Dois meses depois desse diálogo, a escola mudou. As aulas de Educação Moral e Cívica passaram a ser as mais procuradas e discutidas, deixando escondidas em um manto de pureza as idéias mais expressivas, os pensamentos mais ousados. Para quem olhasse a escola de fora, lá estavam os conteúdos curriculares convencionais e também a Educação Moral que a ditadura sugeria; entretanto, quem a assistisse de perto saberia que a escola transformara-se em uma fábrica de reflexões, um laboratório de experiências. Mais tarde, “filhos” dessa disciplina, surgiram projetos de defesa ambiental, ações de envolvimento comunitário, campanhas de apoio à construção da dignidade e da honra e serviços assistenciais voluntários.
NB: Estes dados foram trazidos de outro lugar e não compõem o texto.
PR #158, opened 2021-07-08
Cache clear can now rely on cache tag invalidation

### LINKED ISSUE #126: Is it nessecary to clear the cache when publishing a banner? (Improve cache tags / contexts)
There is quite a performance slump when publishing a new alert banner, as the cache needs to be cleared.
Lets improve the cache tags / contexts as we should be able to rely on those for banner publication.

Adnan-cds:
This comment in the dropped code says it best:
> Better to use cache tags instead of doing a full flush?"

#resolves #126

### DIFF
--- a/src/Entity/AlertBannerEntity.php
+++ b/src/Entity/AlertBannerEntity.php
@@ -162,8 +162,10 @@ class AlertBannerEntity extends EditorialContentEntityBase implements AlertBanne
   public function postSave(EntityStorageInterface $storage, $update = TRUE) {
     parent::postSave($storage, $update);
 
-    // Better to use cache tags instead of doing a full flush?
-    drupal_flush_all_caches();
+    // Needed by the entity.localgov_alert_banner.status_form route to function
+    // correctly during *test runs*.  Not the ideal solution, but less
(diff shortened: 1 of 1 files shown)


andybroomfield:
> 1) Drupal\Tests\localgov_alert_banner\Functional\AlertConfirmationTest::testAlertConfirmation
The link Remove banner was not found on the page.

Failing consistently so not a Github tests issue. This implies the confirmation form for removing a banner is not cache invalidating properley.

Adnan-cds:
Hi Andy,
The "Put banner live/Remove banner" route is using an [outdated copy of the Alert banner entity](https://github.com/localgovdrupal/localgov_alert_banner/blob/a0f2c7dfee80c8f393ac3327d86fce8f85571a79/src/Controller/AlertBannerEntityController.php#L221) during the test run.  I couldn't pin point the exact cause.  I have replaced drupal_flush_all_caches() with the less destructive [router rebuild](https://git.drupalcode.org/project/drupal/-/blob/9.2.x/core/lib/Drupal/Core/Routing/RouteBuilderInterface.php#L43).

andybroomfield (approved):
Ok, this works for me.

PR #161, opened 2021-07-20
Permissions to view banner and the entity page fixes

andybroomfield:
Adds view all and seperate view entity page permissions
Adds default view all to the anon and authenticated user role
Re-adds removed routesubscirber and access subcriber taken out in #135

### DIFF
--- a/config/install/user.role.emergency_publisher.yml
+++ b/config/install/user.role.emergency_publisher.yml
@@ -15,3 +15,4 @@ permissions:
   - 'use localgov_alert_banners transition publish'
   - 'use localgov_alert_banners transition unpublish'
   - 'view all localgov alert banner entities'
+  - 'view all localgov alert banner entity pages'
--- a/localgov_alert_banner.install
+++ b/localgov_alert_banner.install
@@ -204,3 +204,11 @@ EOY;
     user_role_grant_permissions('emergency_publisher', $permissions);
   }
 }
+
+/**
+ * Add view alert banner permission to anonymous and authenticated users.
+ */
+function localgov_alert_banner_update_9002() {
+  user_role_grant_permissions(RoleInterface::ANONYMOUS_ID, ['view all localgov alert banner entities']);
+  user_role_grant_permissions(RoleInterface::AUTHENTICATED_ID, ['view all localgov alert banner entities']);
+}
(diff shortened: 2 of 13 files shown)


andybroomfield:
~~I'm going to remove the permissions generator here and only have global permissions for all banner types. 
Is that ok with everyone?~~

andybroomfield:
Moving this from draft to review.

This adds seperate permissions for viewing an alert banner, and accessing the alert banner entity page (for preview / revisions).

An update / install hook will grant anonymous and authenticated user permission to view all alert banners, however they will not be /admin/content/alert-banner/{id} or /admin/content/alert-banner/{id}/revisions/{revision_id}/view.
Only those with the emergency publisher role should be able to access this path (restored the old route subscriber).

Additional permissions for per alert banner type are still included, this is to cover a scenario whereby a banner would be intended for internal use only (notifiing communications team of upcoming changes)  which would be a seperate banner type. In such a case the permissions for each banner type would need to be changed by site builders to grant the appropritate access. 
(Above could also be handled by adding a user role condition to the banner, but that isn't enabled by default on our condition field for banners).

Tests where already testing access to banners and routes, but no access control on the banners themselves meant they always passed (anon users never had view permission, so they couldnt access the pages, but we also never checked if they could view the banner when displayed in a block. Now that we do check we had to give them permission to view the banner but still stop them accessing the route). Thats the happy path tests working, should really add a test where a user does not have access to a banner and check it can't be viewed (manual testing shows this is the case).

Test fails are due to other Localgov Drupal modules.

finnlewis:
Discussing on our Merge Monday call, @ekes would like a trivial test for this to confirm that the correct user can see it or not, (and not cached).

andybroomfield:
Finally looks like I have fixed this, so it is now ready for review again.

ekes (approved):
\o/ tests

finnlewis:
Just discussing this at merge Monday meeting.

Noting that the tests are failing on the 1.x branch, but this is not a blocker to merging this as we would like to remove support for the 1.x branch.



@andybroomfield  will create a separate branch to remove the testing against 1.x

https://github.com/localgovdrupal/localgov_alert_banner/blob/1.x/.github/workflows/test.yml#L21-L23

Otherwise we're happy to merge this now that this has the tests to confirm the permissions are working.

PR #167, opened 2021-09-01
Fix Github CI tests

stephen-cox:


finnlewis (approved):
Tests are working, looks good to me!

PR #178, opened 2021-10-05
Add alert banner title to the hide button aria-label attribute

### LINKED ISSUE #177: Alert banner hide button aria-labels lack context - all 'Hide alert'
[Accessibility audit ref 62](https://docs.google.com/spreadsheets/d/1t8rRIQe_1kogxPBZDKcsbf8YxtEfC9iGJvidkagNSXY/edit#gid=1779042480&range=D63)

The aria-label for the hide button on alert banners is set to 'Hide alert'. If there are multiple alert banners live at the same time, they all use the same aria-label, so there's no context for the user to know which alert the button will hide.

Suggest that the aria-label attribute is extended to include the alert title, eg: "Hide alert: Shakespeare is dead"

danchamp:
Closes #177 

Appends alert banner title to the 'Hide alert' button aria-label.

There may be a better way of accessing the plain text of the title?

### DIFF
--- a/templates/localgov-alert-banner.html.twig
+++ b/templates/localgov-alert-banner.html.twig
@@ -44,7 +44,7 @@
             {{ content.title }}
           </h2>
         {% endif %}
-        
+
         <div class="localgov-alert-banner__body">
           {{ content|without('title', 'link') }}
         </div>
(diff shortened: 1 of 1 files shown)


markconroy:
Looks good to me.

PR #180, opened 2021-10-05
Update Github Actions config to use standard config

stephen-cox:
Part of localgovdrupal/.github#10


finnlewis (approved):
Looks good to me!

finnlewis (approved):
Looks good to me, nice one @stephen-cox !

PR #194, opened 2022-04-11
Default the unpublish other alert banners to off

### LINKED ISSUE #160: Default the unplublish other alert banners to off
... This is now the default behaviour at BHCC (done with a hook form alter).
I think it should actully be default behaviour now as this dates from a time when converting from only 1 banner to allowing multiple where multiple was a rare use case. With conditional banners now added this can be extra confusing.

I'd actully go one step further and remove this feature now, as we can't assume all banners should really be unpublished.

andybroomfield:
Fix #160.

This matches behaviour at BHCC.


finnlewis (approved):
Happy with this. Add a change record to the release notes!

PR #195, opened 2022-04-11
Set weight of alert banner block to -100

### LINKED ISSUE #153: Alert banners appear below Subsite banners
Subsite banners have a weight in config of -7, meaning they appear above alert banners in the Banner region:

https://github.com/localgovdrupal/localgov_subsites/blob/2.x/config/optional/block.block.subsitebanner.yml

Screenshot 2021-07-01 at 18 24 25

Propose setting Alert Banners default weight to -100 or similar.

andybroomfield:
To fix #153 .


danchamp (approved):
Looks good, thanks @andybroomfield

finnlewis (approved):
Reviewing at Merge Monday - all happy with this

PR #196, opened 2022-04-11
Remove role="alert"

### LINKED ISSUE #146: Should we remove role="alert" from alert banners
When testing a page in AXE, I am told that `role="alert"` is not valid on the article element.

Two things we can do:
1. Remove the `article` element and place a `div` there instead, or
2. remove the `role="alert"` attribute.

I'm open to debate on this one, but I _think_ role="alert" may not be correct here. I think that type alert is for dynamic content, such as form validation if someone hasn't filled out a form properly for example. 

Here's the MDN notes on it:
https://developer.mozilla.org/en-US/docs/Web/Accessibility/ARIA/ARIA_Techniques/Using_the_alert_role

and some notes on live regions
https://developer.mozilla.org/en-US/docs/Web/Accessibility/ARIA/ARIA_Live_Regions

andybroomfield:
Fix #146.

In case we wish to pick up discussion and proceed.

### DIFF
--- a/templates/localgov-alert-banner.html.twig
+++ b/templates/localgov-alert-banner.html.twig
@@ -32,7 +32,7 @@
   ]
 %}
 
-<article {{ attributes.addClass(classes) }} role="alert">
+<article {{ attributes.addClass(classes) }}>
   {# Begin Wrapper #}
   <div class="localgov-alert-banner__wrapper">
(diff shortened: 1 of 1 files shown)


markconroy (approved):
Looks good to me.

PR #200, opened 2022-04-19
Replace use of jquery cookie with js-cookie

### LINKED ISSUE #197: Replace jQuery.cookie with core/js-cookie
As jQuery cookie is removed in Drupal 10.
The library is a dependency (and used by) js/alert_banner.js.
See https://www.drupal.org/node/3104677

andybroomfield:
Fix #197

This is just switching the library and supporting code to address
Drupal 10 deprecation of jquery.cookie

### DIFF
--- a/js/alert_banner.js
+++ b/js/alert_banner.js
@@ -5,19 +5,19 @@
  * This is so if the alert changes, the banner is reshown.
  */
 
-(function($, Drupal, drupalSettings) {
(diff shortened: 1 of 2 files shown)


andybroomfield:
Have manual checked this, I suspect though that the dismissing the alert banner is the skipped test.

finnlewis (approved):
looks good to me @andybroomfield and tests pass.

PR #204, opened 2022-04-27
Add alert banner workflow as role dependency

### LINKED ISSUE #203: Fix non-existent permissions on Drupal 10
> RuntimeException: Adding non-existent permissions to a role is not allowed. The incorrect permissions are "use localgov_alert_banners transition publish", "use localgov_alert_banners transition unpublish". in Drupal\user\Entity\Role->calculateDependencies() (line 206 of core/modules/user/src/Entity/Role.php).

This is when installing localgov alert banner on Drupal 10 alpha 3, but not installing scheduled transitions.

andybroomfield:
Fix #203 

Add workflows.workflow.localgov_alert_banners config as a dependency to user.role.emergency_publisher role.
This is required to avoid error when installing the module under Drupal 10. 
It makes sure the alert banner workflow config is installed before installing the emergency publisher role.

### DIFF
--- a/config/install/user.role.emergency_publisher.yml
+++ b/config/install/user.role.emergency_publisher.yml
@@ -4,6 +4,8 @@ dependencies:
   enforced:
     module:
       - localgov_alert_banner
+  config:
+   - workflows.workflow.localgov_alert_banners
 id: emergency_publisher
 label: 'Emergency publisher'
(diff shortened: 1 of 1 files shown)


stephen-cox (approved):
Yep - makes sense. Works fine on D9.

Os tempos mudaram! Não mais existem, nos currículos, uma disciplina imposta, um programa para se praticar a bajulação e se exaltar a autoridade, uma mordaça à liberdade do pensar. Mas será que a criatividade de uma programação alternativa nasce apenas em tempos de censura? Será que, se convocarmos os professores mais críticos e mais brilhantes, sugerindo-lhes a “criação” de uma disciplina alternativa, não ocorrerão idéias experimentáveis, projetos plausíveis? Será que a escola pode exercer a busca do diferente e do inusitado somente em tempos de terror?
Acreditamos sinceramente que não, assim como não menos sinceramente pensamos que o “aperto” do currículo não é tão cerceado de limites que impeça o criar de alguma outra disciplina que possa ensinar relações interpessoais, ações concretas de defesa da cidadania, projetos que exercitem alternativas de pensamento mediadas por espaços de reflexão, análise crítica do cotidiano, atos e procedimentos que solidifiquem amizades, aprendizagens significativas sobre um melhor comer e se exercitar, para um melhor viver. É importante pensar que a tecnologia tornou a informação mais acessível e que, por mais intensa que ela seja, jamais poderão ser impostas, fazendo com que exista conhecimento sem compreensão, aprendizagens que engessam a mente e impedem a significação e a contextualização. Por mais matéria que se tenha, sempre haverá tempo para melhor as discutir.
É chegada a hora de uma nova alternativa no educar. Não seria o caso de se buscarem, nos professores mais criativos e mais reflexivos, os fundamentos de uma usina de pensamentos? Não poderiam eles, voluntariamente, criar modelos e sugeri-los à Coordenação? Se for necessário (e, em último caso), esses professores podem fazer de conta que o tempo não passou e que a democracia não sepultou a criatividade.